If a line in the records below holds the string "default", count it; give only the total.

====== Records for the exercise ======

PR #553, opened 2021-08-29
Filters in Materials page fixed

NabokinAlexandr:

PR #790, opened 2022-10-10
Issues 553 554 555

vpavlikk:
Pull Request Template
 

### Type of Pull Request *

### Related links
 
**Issue link**
[#553 “Список авторів” table]( https://github.com/ita-social-projects/dokazovi-requirements/issues/553 )
[#554 Author search]( https://github.com/ita-social-projects/dokazovi-requirements/issues/554 )
[#555 “Список авторів” page]( https://github.com/ita-social-projects/dokazovi-requirements/issues/555 )
 
### Description *
Describe the big picture of your changes here.
If it fixes a bug or resolves a feature request, be sure to link to that issue.
 
###Summary of issue
Describe the issue
 
###Summary of change
Describe the solution
 
 
 
"*" - mandatory field


src/models/experts/reducers.ts
```diff
@@ -1,19 +1,33 @@
...
     expertIds: [],
     experts: {},
-    meta: {
-      totalPages: 0,
-      pageNumber: 0,
-      isLastPage: false,
-      totalElements: 0,
+    totalPages: 0,
+    isLastPage: true,
+    totalElements: 0,
```
skyboyer, line 20: why this information has been moved from `meta`? I understand that "total experts number" and "current page" are _different_ metadata, but still it's not like specific expert's name or region(which are definitely `data`)

skyboyer: or is this changed due to changes on backend side?

src/views/Profile/AuthorsList/AuthorsListFilters.tsx
```diff
@@ -0,0 +1,50 @@
...
+  const [boundedSetSize, boundedSetField] = useActions([setSize, setField]);
+
+  const handleNotesToShowChange = (val) => {
+    boundedSetSize(val);
+  };
+
+  return (
+    <Box className={classes.filtersBox}>
+      <Typography variant="body1" className={classes.notesToShowPanel}>
+        {i18.t(langTokens.admin.showNotesAmount).split(' ')[0]}
```
skyboyer, line 32: this is probably better to be split into separate `admin.showNotesAmountLeft` and `admin.showNotesAmountRight`

splitting by " " is not flexible enough, and we may want to have several words to the left. But splitting by spaces and picking just first word will not allow that

src/models/experts/asyncActions.ts
```diff
@@ -47,13 +47,69 @@ export const fetchExperts = createAsyncThunk(
...
+          page,
+          size: Number(size),
+          sort: isSearchByAuthorexists(author),
+          userName: author,
         },
+      });
+
+      response.data.content.forEach((expert) => {
+        expert['isAllowedToDelete'] = expert.postStatuses.every(
+          (postStatus) => postStatus.status === 'DRAFT',
```
skyboyer, line 95: so if there is publication in `MODERATION_SECOND_SIGN` we cannot delete author. But is it right? Not saying that code does wrong, but may we double check with BA/PO?

src/old/lib/utilities/API/api.ts
```diff
@@ -303,3 +303,7 @@ export const updatePlatformInformation = async (
 ): Promise<AxiosResponse<PlatformInformationType>> => {
   return instance.put(`/platform-information/`, requestBody);
 };
+
+export const getDoctorsList = async (): Promise<AxiosResponse> => {
```
skyboyer, line 307: but why without subtype for `AxiosResponse<...>`? and where is it used?

src/views/Profile/AdminTable/AdminTextField.tsx
```diff
@@ -2,9 +2,10 @@ import React from 'react';
 import FormControl from '@material-ui/core/FormControl';
 import TextField from '@material-ui/core/TextField';
 import { FieldEnum, IField } from '../../../models/adminLab/types';
+import { TextFieldsEnum } from '../../../models/experts/types';
 
 interface IMaterialsTextField {
-  field: FieldEnum;
+  field: FieldEnum | TextFieldsEnum;
```
skyboyer, line 8: I don't see `TestFieldsEnum` in https://github.com/ita-social-projects/dokazovi-fe/blob/epic_14_Authors_list_and_personal_info/src/models/experts/types.ts

what do I miss?

src/views/Profile/AuthorsList/AuthorsList.tsx
```diff
@@ -1,113 +1,95 @@
...
-    {
-      id: 6,
-      firstName: 'Таржеман',
-      lastName: 'Соколов',
-      region: 'Дніпропетровська область',
-      dateOfCreation: '12.03.2022',
-      dateOfEdition: '12.03.2022',
-      bio:
-        'Lorem ipsum dolor sit amet, consectetur adipiscing elit, sed do eiusmod tempor ',
+  const maxCouldBePerPage = (pageNumber + 1) * Number(size);
```
skyboyer, line 45: sorry, I'm kind of lost here

may you describe what's logic behind `from` and `to` by few examples?

src/views/Profile/AuthorsList/AuthorsTableBody.tsx
```diff
@@ -32,12 +50,27 @@ const AuthorsTableBody: React.FC<IAuthorsTableBodyProps> = ({ authors }) => {
...
+        <TableCell>
+          <div className={classes.modifSection}>
+            <IconButton
+              aria-label="edit profile"
+              onClick={() => handleChangeClick(id)}
+              className={classes.editButton}
+            >
+              <EditOutlined />
+            </IconButton>
+            <AuthorsDeletingDialog
```
skyboyer, line 67: I think it will be much more flexible, readable and better for testing if we put conditional rendering here:

```
{isAllowedToDelete ? 
  <AuthorsDeletingDialog id={id} fullName={fullName} /> :
  <AuthorCannotBeDeletedTooltip fullName={fullName} />
}
```

src/views/Profile/AuthorsList/AuthorsDeletingDialog.tsx
```diff
@@ -0,0 +1,104 @@
...
+        setOpenTooltip(value);
+        break;
+      default:
+        break;
+    }
+  };
+
+  return (
+    <>
+      <Tooltip
```
skyboyer, line 44: I think it's better not to merge 2 unrelated component into one. Commented in  AuthorsTableBody component's code

src/views/Profile/AuthorsList/AuthorsDeletingDialog.tsx
```diff
@@ -0,0 +1,104 @@
...
+        open={openTooltip && !isAllowedToDelete}
+        onClose={() => handleChanges('tooltip', false)}
+        onOpen={() => handleChanges('tooltip', true)}
+        placement="bottom-end"
+        title={
+          'Дозволяється видаляти тільки тих авторів, які не мають постів або всі пости мають статус "Чернетка"!'
```
skyboyer, line 50: i18n :)

src/models/adminLab/types.ts
```diff
@@ -111,10 +111,10 @@ export enum StatusesForActions {
 }
 
 export interface IAdminLabExpert extends IExpert {
-  region?: string;
```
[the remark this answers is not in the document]
vpavlikk: I just moved it to IExpert type

src/models/experts/asyncActions.ts
```diff
@@ -47,13 +47,69 @@ export const fetchExperts = createAsyncThunk(
...
+            size,
+            textFields: { author },
+            sort: { order, sortBy },
+          },
+        },
+      } = getState() as any;
+
+      const isSearchByAuthorexists = (arg: string) => {
+        if (!arg) {
+          return `${sortBy.split(',')}` + `,${order}`;
```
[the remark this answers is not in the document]
vpavlikk: when we sort by fullName, on the server side the is no such key. Only firstName/lastName exist. In this case we should combine two keys for one column fullName and while sending the request pass multiple values for one parameter. This could be soloved by passing  array of param values [val1, val2] - that is the reason of using split()

src/models/experts/asyncActions.ts
```diff
@@ -47,13 +47,69 @@ export const fetchExperts = createAsyncThunk(
...
+        }
+        return;
+      };
+
+      const { page } = options;
+      const response = await getAllExperts({
+        params: {
+          page,
+          size: Number(size),
```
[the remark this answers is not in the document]
vpavlikk: removed unnecessary method Number.It was added by mistake, the type of size is always number, and this key has default value 25

src/models/experts/selectors.ts
```diff
@@ -1,15 +1,17 @@
...
+export const selectExpertsMeta = (state: RootStateType): IExpertMeta =>
+  state.experts.meta;
 
 export const selectExpertsLoading = (state: RootStateType): LoadingStatusEnum =>
   state.experts.loading;
 
-export const selectExpertById = (state: RootStateType, id: number): IExpert => {
-  return store.getState().experts.data.experts[id];
-};
+export const selectExpertsByIds = (ids: number[]): IExpert[] =>
```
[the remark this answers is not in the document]
vpavlikk: the were two selectors which returned the same result and  and took data from the slice of state in the same way. I just deleted duplicate

src/models/experts/types.ts
```diff
@@ -1,27 +1,67 @@
...
+  totalPages: number;
+  isLastPage: boolean;
+  totalElements: number;
 }
 
-export interface IExpertsState {
-  data: IExpertsData;
-  loading: LoadingStatusEnum;
-  error: null | string;
+export enum AutorsListSortBy {
```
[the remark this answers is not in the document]
vpavlikk: done

src/models/experts/types.ts
```diff
@@ -1,27 +1,67 @@
...
+}
+
+export enum AutorsListOrder {
+  desc = 'desc',
+  asc = 'asc',
+}
+
+export interface ISortAutorsList {
+  order: keyof typeof AutorsListOrder;
+  sortBy: string;
```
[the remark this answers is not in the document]
vpavlikk: no, because keys and values of enum AuthorsListSortBy are not the same for 'region' and 'city'

src/models/experts/asyncActions.ts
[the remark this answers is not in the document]
skyboyer: so sortBy can be: 'firstName', 'lastName' or 'fullName' and for last one we should pass to the server 'firstName,lastName'. Is it correct? If yes, and we always append `,${order}` can we just ``return `${sortBy},${order}`;`` ? 

Ideally, I'd expect some mapping on UI side, like 

```
sortTypesMap = {
  firstName: ['firstName'],
  fullName: ['firstName', 'lastName']
}
```

so we could have search presets instead of hardcoding, but this is rather low-value-higher-efforts thing. So I'm not sure if it makes sense even to discuss by now.

src/views/Profile/AuthorsList/AuthorListDropdown.tsx
```diff
@@ -0,0 +1,41 @@
+import React from 'react';
+import { FormControl, Select, InputBase, MenuItem } from '@material-ui/core';
+import { useStyles } from './styles/AuthorListDropdown.styles';
+
+interface IAuthorListDropdownProps {
+  options: number[];
```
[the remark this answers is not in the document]
vpavlikk: yes, it is for limiting max experts per page. options = [10, 25, 50, 100]

src/models/experts/asyncActions.ts
```diff
@@ -47,13 +47,69 @@ export const fetchExperts = createAsyncThunk(
...
+          meta: {
+            size,
+            textFields: { author },
+            sort: { order, sortBy },
+          },
+        },
+      } = getState() as any;
+
+      const isSearchByAuthorexists = (arg: string) => {
+        if (!arg) {
```
skyboyer, line 77: separate question: why to do check for `arg`? I understand it as "if we search for specific author we don't pass sorting argument". But Is it really necessary? If there is just single match, then it does not matter if we sort or not. And if there are more than 1 match found, we definitely better to have results ordered by gives field. Or does backend reject having both filtering and sorting?

src/views/Profile/AuthorsList/AuthorListDropdown.tsx
```diff
@@ -0,0 +1,41 @@
...
+  const classes = useStyles();
+  const handleChange = (event: React.ChangeEvent<{ value: unknown }>) => {
+    setChanges(event.target.value as number);
+  };
+
+  return (
+    <>
+      <FormControl variant="standard">
+        <Select
+          labelId="demo-customized-select-label"
```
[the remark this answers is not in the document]
vpavlikk: the lines were unnecessary, removed them

src/views/Profile/AuthorsList/styles/AuthorsTable.styles.tsx
```diff
@@ -0,0 +1,63 @@
...
+    paddingTop: '0px',
+  },
+
+  dialogContent: {
+    padding: '0px 0px',
+  },
+
+  dialogContentText: {
+    '& .MuiDialogContent-root': {
+      padding: '0px 0px 0px 0px',
```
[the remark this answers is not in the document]
vpavlikk: sorry, just have not noticed it, yes i understand that 0 and '0px 0px 0px 0px' cause to the same effect ))

src/models/experts/asyncActions.ts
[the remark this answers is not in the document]
vpavlikk: done

src/views/Profile/AuthorsList/styles/AuthorsListFilters.styles.ts
```diff
@@ -0,0 +1,21 @@
...
+
+    '& .MuiTextField-root': {
+      margin: theme.spacing(1),
+      padding: theme.spacing(1),
+      backgroundColor: theme.palette.common.white,
+      borderRadius: '2px',
+    },
+  },
+  notesToShowPanel: {
+    margin: 'auto 15px auto auto',
```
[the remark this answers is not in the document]
vpavlikk: no, used for element centration

src/views/Profile/AuthorsList/AuthorListDropdown.tsx
```diff
@@ -0,0 +1,41 @@
...
+}
+
+export const AuthorListDropdown: React.FC<IAuthorListDropdownProps> = ({
+  options,
+  selected,
+  setChanges,
+}) => {
+  const classes = useStyles();
+  const handleChange = (event: React.ChangeEvent<{ value: unknown }>) => {
+    setChanges(event.target.value as number);
```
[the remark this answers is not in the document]
vpavlikk: rewrote the lines  event: React.ChangeEvent<{ value: number | unknown }>, and setChanges(event.target.value);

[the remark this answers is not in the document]
vpavlikk: "as number just makes typescript shut up and thinking it will be a number" - Yes

src/models/experts/asyncActions.ts
vpavlikk: it is a temporary solution because of the bug on the server side while having both filtering and sorting

src/views/Profile/AuthorsList/AuthorsTableBody.tsx
```diff
@@ -1,29 +1,47 @@
...
+
+    const parsedCreatedAt = format(parseISO(createdAt as string), 'd.MM.yyyy');
+    const parsedEditedAt = editedAt
+      ? format(parseISO(editedAt), 'd.MM.yyyy')
+      : parsedCreatedAt;
+
     const fullName = `${firstName} ${lastName}`;
+
+    const handleChangeClick = (arg: number) => {
+      alert(`author${arg} changing toggled`);
```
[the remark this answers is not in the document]
vpavlikk: has removed

src/old/lib/utilities/API/api.ts
vpavlikk: unnecessary method, have already removed it

src/views/Profile/AuthorsList/AuthorsDeletingDialog.tsx
vpavlikk: done

src/models/experts/index.ts
```diff
@@ -1,8 +1,16 @@
...
+  expertsReducer,
+  setSize,
+  setPageNumber,
+  setField,
+  setSort,
+  setExpertsStateToInit,
+} from './reducers';
+export {
+  selectExpertsData,
+  selectExpertsMeta,
```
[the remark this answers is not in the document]
vpavlikk: Screenshot 2022-10-11 at 21 57 40

src/views/Profile/AdminTable/AdminTextField.tsx
vpavlikk: Screenshot 2022-10-12 at 00 04 12

src/views/Profile/AuthorsList/AuthorsListFilters.tsx
vpavlikk: done

src/old/modules/experts/components/Accordion.tsx
```diff
@@ -77,31 +77,34 @@ const Accordion: React.FC<IAccordion> = ({ expert }) => {
...
+                  key={socialNetwork}
                 >
-                  {expert.socialNetwork}
-                </NavLink>
-              </Typography>
-            </div>
-          ) : null}
+                  <img
+                    className={classes.contactIcons}
+                    src={facebook}
```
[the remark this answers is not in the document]
vpavlikk: Is not in scope of current task, the the changes were made in the file only because of adding new fields into type IExpert

src/old/modules/experts/components/Accordion.tsx
```diff
@@ -77,31 +77,34 @@ const Accordion: React.FC<IAccordion> = ({ expert }) => {
...
-              />
-              <Typography variant="body1" className={classes.contacts}>
-                <NavLink
-                  to={{
-                    pathname: `${expert.socialNetwork}`,
-                  }}
-                  target="_blank"
-                  className={classes.links}
+          {expert?.socialNetworks && expert.socialNetworks.length > 0
+            ? expert.socialNetworks.map((socialNetwork) => (
```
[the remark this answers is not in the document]
vpavlikk: done

src/views/Profile/AuthorsList/AuthorsTableBody.tsx
```diff
@@ -1,29 +1,47 @@
...
       region,
-      dateOfCreation,
-      dateOfEdition,
+      createdAt,
+      editedAt,
+      mainInstitution,
+      isAllowedToDelete,
     } = author;
+
+    const parsedCreatedAt = format(parseISO(createdAt as string), 'd.MM.yyyy');
```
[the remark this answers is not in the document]
vpavlikk: done

src/views/Profile/AuthorsList/AuthorsTableBody.tsx
```diff
@@ -32,12 +50,27 @@ const AuthorsTableBody: React.FC<IAuthorsTableBodyProps> = ({ authors }) => {
             {fullName}
           </Typography>
         </TableCell>
-        <TableCell>{region}</TableCell>
-        <TableCell>City</TableCell>
-        <TableCell>{dateOfCreation}</TableCell>
+        <TableCell>{region?.name}</TableCell>
```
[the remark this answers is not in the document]
vpavlikk: temporary solution. I added as an optional because as i understood for some of the test authors, fields 'region' and 'main Institution' equal to null. But while creating an author using basic logic such fields are required and they will always have valid values

src/views/Profile/AuthorsList/AuthorsList.tsx
vpavlikk: Screenshot 2022-10-13 at 12 43 37

src/models/experts/asyncActions.ts
vpavlikk: the question has been already discussed with BA. For now author deleting should been processed on the way specified in the issue https://github.com/ita-social-projects/dokazovi-requirements/issues/553 - 
The delete icon should appear only near the Autor who:
a) Don’t have any materials;
b) All materials are in status “Чернетка”.

src/views/Profile/AuthorsList/AuthorsList.tsx
vpavlikk: Screenshot 2022-10-13 at 17 26 35

src/old/modules/experts/components/Accordion.tsx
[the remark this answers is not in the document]
skyboyer: understood

src/models/experts/reducers.ts
```diff
@@ -1,19 +1,33 @@
...
   data: {
     expertIds: [],
     experts: {},
-    meta: {
-      totalPages: 0,
-      pageNumber: 0,
-      isLastPage: false,
-      totalElements: 0,
+    totalPages: 0,
+    isLastPage: true,
```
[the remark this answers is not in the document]
vpavlikk: yes, if the current page will be the last one of all existed pages

src/views/Profile/AuthorsList/AuthorsDeleteBtn.tsx
```diff
@@ -0,0 +1,45 @@
...
+  const handleOpenTooltip = () => {
+    setOpenTooltip(true);
+  };
+  const handleCloseTooltip = () => {
+    setOpenTooltip(false);
+  };
+
+  return (
+    <>
+      <Tooltip
```
skyboyer, line 27: I think we don't need separate state here. it looks like there is no _single_ prop to disable tooltip from appearing, but we can do it like:

```
<Tooltip
  disableFocusListener={isAllowedToDelete}
  disableHoverListener={isAllowedToDelete}
  disableTouchListener={isAllowedToDelete}
```

skyboyer: or even with passing empty `title`, api docs say that in this case tooltip will not be shown:

```
<Tooltip
  title={isAllowedToDelete ? null : tooltipTitle}
```

src/models/experts/asyncActions.ts
skyboyer: I don't insist, but maybe it does not really make sense to have separate function after logic has been simplified; as a bonus we could put comment on that in single place(with separate function it's harder to find right place for a comment):

```
sort: author ? undefined : `${sortBy},${order}` // backend crashes if both filtering and sorting are passed, see <link to backend issue>
```

src/models/experts/reducers.ts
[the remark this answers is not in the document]
skyboyer: then instead of saving extra flag we could just create separate selector:

```
isLastPageSelector = (pageNumber) => (state) => pageNumber === state.....totalPages - 1
```
and use it in component 

```
const currentPageNumber = useSelector ....
const isLastPage = useSelector(isLastPageSelector(currentPageNumber));
```

or 

```
isLastPageSelector = (state, page/number) => (state) => pageNumber === state.....totalPages - 1

```

with using as

```
const isLastPage = useSelector(state => isLastPageSelector(state, currentPageNumber));
```

what do you say?

src/views/Profile/AuthorsList/AuthorsList.tsx
skyboyer: I think it could be simplified by checking for `isLastPage`:

```
const rangeStart = pageNumber * pageSize;
const rangeEnd = isLastPage ? totalElements : (pageNumber + 1 ) * pageSize;
```

that's I've renamed `from` and `end` just for clarity; I'm not insistin on using that name

src/old/modules/experts/components/ExpertInfo.tsx
```diff
@@ -36,7 +36,7 @@ const ExpertInfo: React.FC<IExpertInfoProps> = ({ expert }) => {
           </Box>
         </Box>
         <Grid container item className={classes.accordionWrapper}>
-          {expert.email || expert.socialNetwork ? (
+          {expert.email || expert.socialNetworks.length > 0 ? (
```
skyboyer, line 39: nit: better keep consistency with the same check: either both do `.length > 0` or both do `.length !== 0`. Given that `length` cannot be negative, I'm rather for second version

src/views/Profile/AuthorsList/AuthorListDropdown.tsx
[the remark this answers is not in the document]
skyboyer: I see. If it does not need big efforts, I propose to name prop `pageSizeValues` or `pageSizes` instead of quite generic `options` name

src/views/Profile/AuthorsList/AuthorsListFilters.tsx
```diff
@@ -0,0 +1,54 @@
...
+  const [boundedSetSize, boundedSetField] = useActions([setSize, setField]);
+
+  const handleNotesToShowChange = (val) => {
+    boundedSetSize(val);
+  };
+
+  return (
+    <Box className={classes.filtersBox}>
+      <Typography variant="body1" className={classes.notesToShowPanel}>
+        <Trans
```
skyboyer, line 33: awesome.

src/views/Profile/AuthorsList/AuthorsTableHead.tsx
```diff
@@ -7,94 +7,105 @@ import {
...
-  //   };
+    if (sortKey === sortBy) {
+      newOrder =
+        order === AutorsListOrder.desc
+          ? AutorsListOrder.asc
+          : AutorsListOrder.desc;
+    }
+    boundedSetSort({
+      order: newOrder,
+      sortBy: sortKey as keyof typeof AuthorsListSortBy,
```
skyboyer, line 88: also "autors" without "h". Please check if there are other instances across files you changed anyway.

src/views/postCreation/PostCreation.tsx
```diff
@@ -304,7 +304,7 @@ export const PostCreation: React.FC<IPostCreationProps> = ({
         title: savedPostDraft.title,
         videoUrl: savedPostDraft.videoUrl,
         type: { id: postType.type, name: postType.name },
-      } as IPost),
+      } as unknown) as IPost),
```
skyboyer, line 307: why double type assertion was needed here?

vpavlikk: Screenshot 2022-10-13 at 22 29 40

src/old/modules/experts/components/ExpertInfo.tsx
vpavlikk: done

src/models/experts/asyncActions.ts
vpavlikk: Done

src/views/Profile/AuthorsList/AuthorListDropdown.tsx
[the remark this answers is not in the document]
vpavlikk: Done

src/models/experts/reducers.ts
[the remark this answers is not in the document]
vpavlikk: This also makes sense but in this case I should rewrite the logic in src/old/modules/experts/components/ExpertsView.tsx and src/old/modules/experts/components/ExpertMaterialsContainer.tsx as the component use the same slice of state as src/views/Profile/AuthorsList/AuthorsList.tsx and also remove isLastPage flag from the server side because the flag becomes unnecessary and there is no reason to get it in the response.

src/views/Profile/AuthorsList/AuthorsDeleteBtn.tsx
vpavlikk: changed to the first version described in comment

src/models/experts/reducers.ts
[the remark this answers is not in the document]
skyboyer: decided not to do it this way, since `isLastPage` comes from server

src/views/postCreation/PostCreation.tsx
skyboyer: ideally we might have `IPost` without `id` and `type ISavedPost = IPost & {  id: number }` but if that's a lot of changes, let's keep it as double conversion(but I would still consider this as a techdebt)

skyboyer: ...or in opposite: `IUnsavedPost = Omit<IPost, "id">`

src/views/Profile/AuthorsList/AuthorsTableHead.tsx
```diff
@@ -7,94 +7,105 @@ import {
...
-  //   };
+    if (sortKey === sortBy) {
+      newOrder =
+        order === AutorsListOrder.desc
+          ? AutorsListOrder.asc
+          : AutorsListOrder.desc;
+    }
+    boundedSetSort({
+      order: newOrder,
+      sortBy: sortKey as keyof typeof AutorsListSortBy,
```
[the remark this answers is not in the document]
skyboyer: does not give much value, closing

skyboyer (approved):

======

Written reply: 2